PURGATORIO, Episode 182. Pain, Solace, And Being Human: PURGATORIO, Canto XXIII, Lines 49 - 75
Having met his poetic rival, Forese Donati, Dante the pilgrim must make sense of the clear and present pain he sees in friend's face.
This passage is a curious example of felix culpa, the fortunate fall, in which suffering must be reinterpreted for the greater good. Except the pain doesn't stop being the pain. Suffering remains the central metaphysical question of the human condition, the experiential crux underneath our high-minded notions of ontology.
Here are the segments for this episode of WALKING WITH DANTE:
[01:42] My English translation of the passage: PURGATORIO, Canto XXIII, lines 49 - 75. If you'd like to read along or continue the conversation with me, please scroll down this page.
[04:08] Best friends, still perhaps vain, still perhaps rivals.
[10:39] A power in the water and the tree--and an intense interpretive knot.
[14:56] The problem of hunger and thirst among disembodied souls.
[18:50] The interpretation of suffering as the crux of being human.
[26:15] Rereading the passage: PURGATORIO, Canto XXIII, lines 49 - 75.
And here’s my English translation of PURGATORIO, Canto XXIII, Lines 49 – 75
“Oy! Neither pay attention to the desiccated scales
That stain me,” he pleaded,
“Nor to the paltry amounts of flesh that I carry around.
“But tell me the truth about yourself [and] tell [me] who are
Those two souls who make your escort.
Don’t hold back from telling me everything!”
I replied to him, “I wept for your face at your death.
It gives me no less sorrow nor no fewer lamentations [now],
Seeing how deformed it is.
“Therefore tell me, for God’s sake, what strips you bare.
Don’t force me to talk while I’m gobsmacked—
Becauce he speaks poorly [about one thing] who is filled with desire [for another].”

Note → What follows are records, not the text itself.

PR #149, opened 2024-08-09
bugfix on unsaved fit figure in QDPlotter

takuya-ulm:
## Description

The plot in qdplot was not saved when fitting was used 

This was caused by improper handling of fit_results.
In qdplot_logic.py, _last_fit_results is defined under QDPlotFitContainer as a dictionary.
When _plot_figure of QDPlotLogic is called for saving, this fir_results is used to retrieve the result.high_res_best_fit. 
Since the instance of ModelResult from lmfit is stored in the values of that dictionary, values() should be used.

## How Has This Been Tested?

Firstly, data is set by set_data method. After fitting with a function on gui, save_data method was called.

## Types of changes

- [x] Bug fix
- [ ] New feature

## Checklist:

### DIFF
--- a/docs/changelog.md
+++ b/docs/changelog.md
@@ -33,6 +33,7 @@ Configuration for time series toolchain needs changes as well. See `default.cfg`
 docstrings.
 
 ### Bugfixes
+- Fix failure of saving plots in `QDPlotLogic` when fiting is used.
 - Basic data saving in `TimeSeriesReaderLogic` works now.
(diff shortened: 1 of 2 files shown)


NicolasStaudenmaier (approved):
Tested and approved. Thanks Takuya.

timoML:
Side note: In pulsed we are saving the fit result in the metadata. In qdplotlogic, the fit result is currently only put onto the plot.

PR #2996, opened 2023-09-18
Fix appsi auto-update when unfixing a variable and changing its bound

michaelbynum:
## Summary/Motivation:
This PR fixes a bug in appsi. The bug occurs when both unfixing a variable and changing its bound. Because of the ordering of some if statements, we were not hitting some code that we should. As a result, objectives/constraints that used the fixed variable were not getting updated correctly.

- fix the bug
- add a test

### Legal Acknowledgement

### DIFF
--- a/pyomo/contrib/appsi/base.py
+++ b/pyomo/contrib/appsi/base.py
@@ -1406,17 +1406,17 @@ class PersistentBase(abc.ABC):
             vars_to_update = list()
             for v in vars_to_check:
                 _v, lb, ub, fixed, domain_interval, value = self._vars[id(v)]
-                if lb is not v._lb:
-                    vars_to_update.append(v)
-                elif ub is not v._ub:
-                    vars_to_update.append(v)
-                elif (fixed is not v.fixed) or (fixed and (value != v.value)):
+                if (fixed is not v.fixed) or (fixed and (value != v.value)):
                     vars_to_update.append(v)
                     if self.update_config.treat_fixed_vars_as_params:
                         for c in self._referenced_variables[id(v)][0]:
                             cons_to_remove_and_add[c] = None
                         if self._referenced_variables[id(v)][2] is not None:
                             need_to_set_objective = True
+                elif lb is not v._lb:
+                    vars_to_update.append(v)
+                elif ub is not v._ub:
+                    vars_to_update.append(v)
                 elif domain_interval != v.domain.get_interval():
                     vars_to_update.append(v)
             self.update_variables(vars_to_update)
--- a/pyomo/contrib/appsi/base.py
+++ b/pyomo/contrib/appsi/base.py
@@ -1406,7 +1406,7 @@ class PersistentBase(abc.ABC):
             vars_to_update = list()
             for v in vars_to_check:
                 _v, lb, ub, fixed, domain_interval, value = self._vars[id(v)]
-                if (fixed is not v.fixed) or (fixed and (value != v.value)):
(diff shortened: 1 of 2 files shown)


mrmundt (approved):

pyomo/contrib/appsi/base.py
```diff
@@ -1406,17 +1406,17 @@ def update(self, timer: HierarchicalTimer = None):
             vars_to_update = list()
             for v in vars_to_check:
                 _v, lb, ub, fixed, domain_interval, value = self._vars[id(v)]
-                if lb is not v._lb:
-                    vars_to_update.append(v)
-                elif ub is not v._ub:
-                    vars_to_update.append(v)
-                elif (fixed is not v.fixed) or (fixed and (value != v.value)):
+                if (fixed is not v.fixed) or (fixed and (value != v.value)):
```
jsiirola, line 1409: Linters would probably prefer this to be `!=` and not `is not` (because you are comparing `bool`).  The issue is that it is possible to get POD values that compare equal, but are not the same object (so `is not` returns True).  In this case, a false positive it fine (it just means APPSI does a little extra unnecessary work), but it might be better to make a distinction for when we care if an object changes or when the value changes.

pyomo/contrib/appsi/base.py
```diff
@@ -1406,17 +1406,17 @@ def update(self, timer: HierarchicalTimer = None):
...
                     vars_to_update.append(v)
                     if self.update_config.treat_fixed_vars_as_params:
                         for c in self._referenced_variables[id(v)][0]:
                             cons_to_remove_and_add[c] = None
                         if self._referenced_variables[id(v)][2] is not None:
                             need_to_set_objective = True
+                elif lb is not v._lb:
+                    vars_to_update.append(v)
+                elif ub is not v._ub:
+                    vars_to_update.append(v)
```
jsiirola, line 1419: This catches if the user re-assigns the lower / upper bound, but what about bounds that include mutable Params?  Does changing the Param value get propagated to updated bounds?

jsiirola (commented):
Some questions (although nothing that necessarily should block this PR)

pyomo/contrib/appsi/base.py
michaelbynum: great point. I'll update this.

pyomo/contrib/appsi/base.py
michaelbynum: that should get caught on the next two lines.

jsiirola: I don't think that's the case: that only catches if the *domain* changes, and not if the value of the bounds change:
```python
>>> m = ConcreteModel()
>>> m.x = Var()
>>> m.p = Param(mutable=True, initialize=1)
>>> m.x.bounds = -m.p, m.p
>>> m.x.bounds
(-1.0, 1.0)
>>> m.x.domain.get_interval()
(None, None, 0)
>>> m.p = 5
>>> m.x.bounds
(-5.0, 5.0)
>>> m.x.domain.get_interval()
(None, None, 0)
```

michaelbynum: oh, my mistake. You are right. The case of bounds with mutable parameters is actually caught with the `update_params` method and is handled differently for each solver. [Here](https://github.com/Pyomo/pyomo/blob/c471729e7b9fd6236e88e1913760f1fa4f2be121/pyomo/contrib/appsi/solvers/gurobi.py#L430) is how it is handled with Gurobi.

PR #2998, opened 2023-09-18
Add `Preformatted` class for logging preformatted messages

jsiirola:
## Summary/Motivation:
MindtPy and PyROS both want to emit solver iteration logs and do NOT want those messages to be reformatted or line-wrapped.  Their current solution is to hijack the entire Pyomo logging system to suppress the automatic formatting that the default log handler implements.  This PR simplifies that by defining a `Preformatted` class that users can wrap a preformatted log message in before sending it to the logger.  These messages will then be directly emitted (without being processed by the default formatter).  As `Preformatted` is castable to `str`, it is compatible with other user-defined log handlers / formatters (without requiring any specialized handling).

- define a `Preformatted` wrapper class for logging preformatted messages
- Update the default Pyomo formatter to ignore / do not reformat Preformatted messages.
- Add tests

### Legal Acknowledgement

### DIFF
--- a/pyomo/common/log.py
+++ b/pyomo/common/log.py
@@ -107,11 +107,14 @@ class WrappingFormatter(logging.Formatter):
         super(WrappingFormatter, self).__init__(**kwds)
 
     def format(self, record):
+        msg = record.getMessage()
+        if record.msg.__class__ is not str and isinstance(record.msg, Preformatted):
+            return msg
+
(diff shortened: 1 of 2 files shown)


mrmundt (approved):

shermanjasonaf (approved):
Looks good to me.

And he [said] to me, “From the eternal consciousness
A power falls into the water and the tree
Back behind us. That’s why I’m emaciated.
“Because they once followed their gullets without measure,
All of these weeping people sing
To make themselves holy again through hunger and thirst.
“The need to drink and to eat is enflamed [in us]
By the perfume of the fruit and the spray
That spreads out over the foliage.
“And our pain isn’t rekindled by just one revolution
As we circle this floor.
I say pain but I should say solace—
“Because that wanting leads us to the trees
That led Christ to gladly say Eli
When he liberated us by means of his own veins.”